1
Conversation with Eduard Spranger

Who are you? Tu quis es? This is an unfathomable question. I plunged deeply into it at the end of June 1945 as Eduard Spranger, the famous philosopher and teacher, awaited my response to a questionnaire. On this occasion he told me that my lectures were extremely spirited but that I myself—my personality and my essence—remained opaque. That was a serious accusation, which meant: what you think and say may be interesting and clear; but what you are, your self, your essence, is murky and unclear.

I was shocked by this. What use are the most beautiful lectures, what help the clearest concepts, what use is the mind? It is a matter of essence. Or of being and existence. In short, a difficult problem, not yet solved by philosophy, descended upon my soul. Is transparency of thinking even compatible with opacity of essence? And how are such contradictions possible? Age-old and highly modern contradictions stung me and sank in: thought and being, knowledge and life, intellect against instinct, mind against soul, whole sequences of such antitheses ran wildly through my mind.

What should I now do? Should I strive to become transparent? Or should I try to deliver the proof that I am in reality not so opaque but rather—at least for benevolent radiographers [Durchleuchter]—fully transparent?

I looked at my interrogator and thought: Who are you, in fact, to question me? Whence your superiority? What is the essence of power that empowers and emboldens you to pose such questions to me—questions that are intended to challenge me and thus are, in their final effect, only snares and traps?

Such counterquestions were obvious.
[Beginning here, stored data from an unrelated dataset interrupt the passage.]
PR #659, opened 2026-03-30
feat(doctor): add mo doctor command for Mac health diagnostics

sebastianbreguel:
## Summary

`mo doctor` — a TUI-based Mac health diagnostic that scores your system across 7 categories (100 points total). Categories appear one-by-one with a spinner during scanning, then transition to an interactive view where you can expand each category for details.

### Storage (15 pts)
| Check | What it measures | Pass | Warn | Fail |
|-------|-----------------|------|------|------|
| Free space | Disk space available | ≥20% free | 10–20% | <10% |
| Recoverable cache | ~/Library/Caches + Logs size | ≤2 GB | 2–5 GB | >5 GB |
| Purgeable space | macOS purgeable storage | Informational | — | — |
| node_modules | Total size across directories | <5 GB | 5–10 GB | >10 GB |
| iOS backups | MobileSync backup size | <5 GB | ≥5 GB | — |

### Performance (20 pts)
| Check | What it measures | Pass | Warn | Fail |
|-------|-----------------|------|------|------|
| RAM usage | Wired + compressed memory | ≤60% | 60–80% | >80% |
| Swap usage | Active swap in use | ≤0.5 GB | 0.5–2 GB | >2 GB |
| Uptime | Days since last restart | ≤7 days | 7–14 days | >14 days |

### Battery (15 pts) — *skipped on desktops*
| Check | What it measures | Pass | Warn | Fail |
|-------|-----------------|------|------|------|
| Cycle count | Battery charge cycles | ≤500 | 500–900 | >900 |
| Health | Capacity vs design capacity | ≥90% | 80–90% | <80% |

### Security (15 pts)
| Check | What it measures | Pass | Warn | Fail |
|-------|-----------------|------|------|------|
| FileVault | Disk encryption | Enabled | — | Disabled |
| Firewall | System firewall | Enabled | — | Disabled |
| SIP | System Integrity Protection | Full | Partial | Disabled |
| macOS version | Current vs latest release | Current | 1 behind | 2+ behind |

### Maintenance (15 pts)
| Check | What it measures | Pass | Warn | Fail |
|-------|-----------------|------|------|------|
| Broken launch agents | LaunchAgents with missing executables | 0 | 1–3 | >3 |
| Unused apps (90+ days) | Apps not opened in 90 days | 0 | 1–5 | >5 |
| Heavy processes | Non-system processes using >5% CPU or >500 MB | 0 | 1–2 | >2 |

### Dev Environment (15 pts)
[...]

PR #666, opened 2026-04-01
feat(check): add dev environment checks to optimize and check

sebastianbreguel:
## Summary

Adds a new **Dev Environment** section to `mo optimize` and `mo check` that surfaces developer-relevant system health information. These checks are purely informational — they show, don't fix.

Discussed in #659 as features that fit naturally inside existing commands.

### Launch Agents
Scans `~/Library/LaunchAgents/*.plist` for broken entries — plists whose `ProgramArguments` binary no longer exists on disk. Common after uninstalling apps.

### Dev Tools
Verifies presence of common developer tools: `git`, `node`, `python3`, `brew`, `docker`, `go`, `xcode-select`. Only reports missing tools.

### Version Mismatches
Detects conflicts between co-installed tool versions (only checked when both sides are installed):

| Pair | How detected |
|------|-------------|
| psql client vs server | `psql --version` vs `postgres --version` |
| node vs nvm default | `node --version` vs `nvm version default` |
| python3 vs pyenv | `python3 --version` vs `pyenv version` |

## Behavior

- Checks only run when relevant tools are installed
- Each check respects the existing whitelist system
- Runs in parallel in `mo check`, sequentially in `mo optimize`
- No new dependencies — uses only built-in macOS commands

## Visual preview

All healthy:
```
➤ Dev Environment
  ✓ Launch Agents All healthy
  ✓ Dev Tools      All present
  ✓ Versions       No conflicts
```

With issues:
```
➤ Dev Environment
  ◎ Launch Agents  2 broken
    com.old.removed.app, com.sketch.service
  ◎ Dev Tools      2 not found (docker, xcode-select)
  ◎ Versions       psql 16.2 vs server 14.1
```

## What changed

| File | Change |
|------|--------|
| `lib/check/dev_environment.sh` | New module: 3 check functions + aggregator |
| `bin/check.sh` | Source new module, run in parallel, display results |
| `bin/optimize.sh` | Source new module, run in `run_system_checks()` |
| `tests/dev_environment.bats` | 8 new tests with mocked system commands |

## Test plan

- [x] `bash -n lib/check/dev_environment.sh` — clean syntax
- [x] `bash -n bin/check.sh && bash -n bin/optimize.sh` — clean syntax
- [x] `bats tests/dev_environment.bats` — all 8 tests pass
- [x] `mo optimize` — Dev Environment section appears after System Configuration
- [x] `bash bin/check.sh` — Dev Environment section appears after Configuration
- [x] Checks only display when tools are installed
- [x] Whitelist keys: `check_launch_agents`, `check_dev_tools`, `check_version_mismatches`

### DIFF
--- a/bin/check.sh
+++ b/bin/check.sh
@@ -14,6 +14,7 @@ source "$SCRIPT_DIR/lib/manage/update.sh"
 source "$SCRIPT_DIR/lib/manage/autofix.sh"
 
 source "$SCRIPT_DIR/lib/check/all.sh"
+source "$SCRIPT_DIR/lib/check/dev_environment.sh"
 
 cleanup_all() {
     stop_inline_spinner 2> /dev/null || true
@@ -42,6 +43,7 @@ main() {
     local health_file=$(mktemp_file)
     local security_file=$(mktemp_file)
     local config_file=$(mktemp_file)
+    local dev_file=$(mktemp_file)
 
     # Run all checks in parallel with spinner
     if [[ -t 1 ]]; then
@@ -58,6 +60,7 @@ main() {
         check_system_health > "$health_file" 2>&1 &
         check_all_security > "$security_file" 2>&1 &
         check_all_config > "$config_file" 2>&1 &
+        check_all_dev_environment > "$dev_file" 2>&1 &
         wait
     }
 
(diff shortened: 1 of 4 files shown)


tw93:
Hey @sebastianbreguel, great feature and solid test coverage! Applied this to main directly (commit c7e71fd) with two small security fixes before merging:

1. **Removed the nvm version check** — the original implementation sourced `$NVM_DIR/nvm.sh` in a subshell, which executes arbitrary shell code and `$NVM_DIR` can be overridden by environment. Dropping it keeps the check simple and safe; `node --version` alone covers the most useful signal.

2. **Replaced `echo -e` with `printf` for plist-derived strings** — label values read from user-owned `.plist` files in `~/Library/LaunchAgents/` were being passed to `echo -e`, which interprets backslash escape sequences. Using `printf "    %s\n"` treats those strings as literals.

Everything else landed as-is, including the header deduplication in `bin/check.sh` which was a nice cleanup. Thanks for the contribution, and to get the new version just run:

```bash
mo update --nightly
```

But it does not suit me to pose counterquestions. My essence may by opaque, but in any case it is defensive. I am a contemplative person and may tend to sharp formulations, but not in order to take the offensive or the counteroffensive. My essence is slow, soundless, and pliable, like that of a calm river—like the Mosel: tacito rumore Mosellae [“under Mosella’s quiet rustle”].
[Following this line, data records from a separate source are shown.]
PR #678, opened 2026-04-03
feat(optimize): add periodic maintenance trigger

sebastianbreguel:
## Summary

Adds a new optimization task that triggers macOS built-in periodic maintenance scripts (`daily`, `weekly`, `monthly`) when they haven't run in 7+ days.

These scripts rotate system logs, rebuild `locate`/`whatis` databases, and clean temp files. They run automatically via `launchd`, but can fall behind if the Mac sleeps through the scheduled window.

## Before

No way to check or trigger periodic maintenance in `mo optimize`.

## After

When scripts are stale (>7 days):
```
  ✓ Periodic maintenance triggered
```

When already current:
```
  ✓ Periodic maintenance already current (2d ago)
```

## What changed

| File | Change |
|------|--------|
| `lib/optimize/tasks.sh` | New `opt_periodic_maintenance()` — checks `/var/log/daily.out` timestamp, runs `sudo periodic daily weekly monthly` if stale |
| `lib/check/health_json.sh` | Register `periodic_maintenance` in optimization item list |
| `tests/optimize.bats` | 3 new tests: fresh log skip, stale log trigger, dispatch |

## Safety

- Checks `/var/log/daily.out` modification time before running — skips if scripts ran within 7 days
- Uses Apple's own `periodic` command — these are the same scripts macOS runs automatically
- Dry-run aware: reports what would happen without executing
- Requires sudo (same as other system-level optimizations in `mo optimize`)

## Test plan

- [x] `bats tests/optimize.bats` — 22/22 pass
- [x] Fresh log (<7 days) → reports "already current"
- [x] Stale log (>7 days) → triggers in dry-run
- [x] `execute_optimization periodic_maintenance` dispatches correctly
- [x] No regressions in existing tests

### DIFF
--- a/lib/check/health_json.sh
+++ b/lib/check/health_json.sh
@@ -143,6 +143,7 @@ EOF
     items+=('disk_permissions_repair|Permission Repair|Fix user directory permission issues|true')
     items+=('bluetooth_reset|Bluetooth Refresh|Restart Bluetooth module to fix connectivity (skips if in use)|true')
     items+=('spotlight_index_optimize|Spotlight Optimization|Rebuild index if search is slow (smart detection)|true')
+    items+=('periodic_maintenance|Periodic Maintenance|Run macOS daily/weekly/monthly maintenance scripts if stale|true')
 
     # Removed high-risk optimizations:
     # - startup_items_cleanup: Risk of deleting legitimate app helpers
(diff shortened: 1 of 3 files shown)


tw93:
Thanks @sebastianbreguel! Merged manually to main in commit 2057c26 with a few fixes:

- Made log path configurable via `MOLE_PERIODIC_LOG` (defaults to `/var/log/daily.out`) so tests exercise the real function rather than redefining it inline
- Rewrote the "fresh log" and "stale log" tests to use a temp file via `MOLE_PERIODIC_LOG`
- Added a test for the missing log file case (correctly treated as stale, triggers maintenance)
- Resolved merge conflict with #675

But I am weak on the defensive as well. I have too little practical interest in myself and too much theoretical interest in the ideas of my opponent, even when they appear as prosecutors. I am too curious about the intellectual presuppositions of each accusation, each charge, and each accuser. For this reason I am neither a good defendant nor a good prosecutor. Nevertheless, I still prefer to be a defendant rather than a prosecutor. The j’accuse types may play their role on the world stage. To me, the prosecutorial is even more sinister than the inquisitorial. Perhaps in my case this can be traced back to theological roots. For Diabolus means “the prosecutor.”1

I am lost if my opponent is very vicious and I am not very good. But this was not the case here. My questioner meant to be strict but not vicious. I, on the other hand, did not mean anything. I wanted and expected nothing from him. I was happy to see him again, for my old love for him had not yet been extinguished. For this reason I could see him, while he did not see me. He was completely imbued with the sense of being right and of having been proven right. He was therefore filled with the sense of being right in every regard: ethically, philosophically, pedagogically, historically, and politically. All that was right, all that rightness could provide, iusta causa and res iudicata, was on his side.
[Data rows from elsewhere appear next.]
Issue #676, opened 2026-04-03
[FEATURE] Optimization ideas: disk health, periodic maintenance & old screenshots cleanup


sebastianbreguel:
Hey @tw93! After contributing the quarantine cleanup (#674), Brave/Stremio caches (#673), Python bytecode fix (#672), and the LaunchAgents cleanup (#675), I've been looking at what OnyX and CleanMyMac cover that Mole doesn't yet. Here are a few small additions that would fit naturally into existing commands — happy to PR any of these if you're interested.

## Status

| # | Feature | Command | PR |
|---|---------|---------|-----|
| 1 | Disk SMART Health Check | `mo check` | #677 |
| 2 | Periodic Maintenance | `mo optimize` | #678 |
| 3 | Old Screenshots Cleanup | `mo clean` | — |
| 4 | Orphaned Preferences Cleanup | `mo clean` | — |
| 5 | Xcode Derived Data Cleanup | `mo clean` | — |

I know as a jurist what that means. I know the small tragedy of human righteousness [Rechthabens]. I also know European international law and its history. I am today—Quincy Wright notwithstanding—the only teacher of law on this earth who has recorded and experienced the problem of just war, including unfortunately civil war, in all of its depth and causes. Thus I also know the great tragedy of human dogmatism.

Therefore I am defenseless. Defenseless but in no sense destroyed. Many years ago I had shown this man—this philosopher and teacher across from whom I now sat as a person he had called into question—all the honor and devotion of my soul. In memory of this time and in the knowledge that I have never done or wished anything evil upon him, I answered him as you answer a philosopher, not a questionnaire. I said to him: my essence may well not be fully transparent, but my case can be named with the help of a name discovered by a great poet. It is the poor, unworthy, and yet nevertheless authentic case of a Christian Epimetheus.

From this answer, however, no further conversation ensued.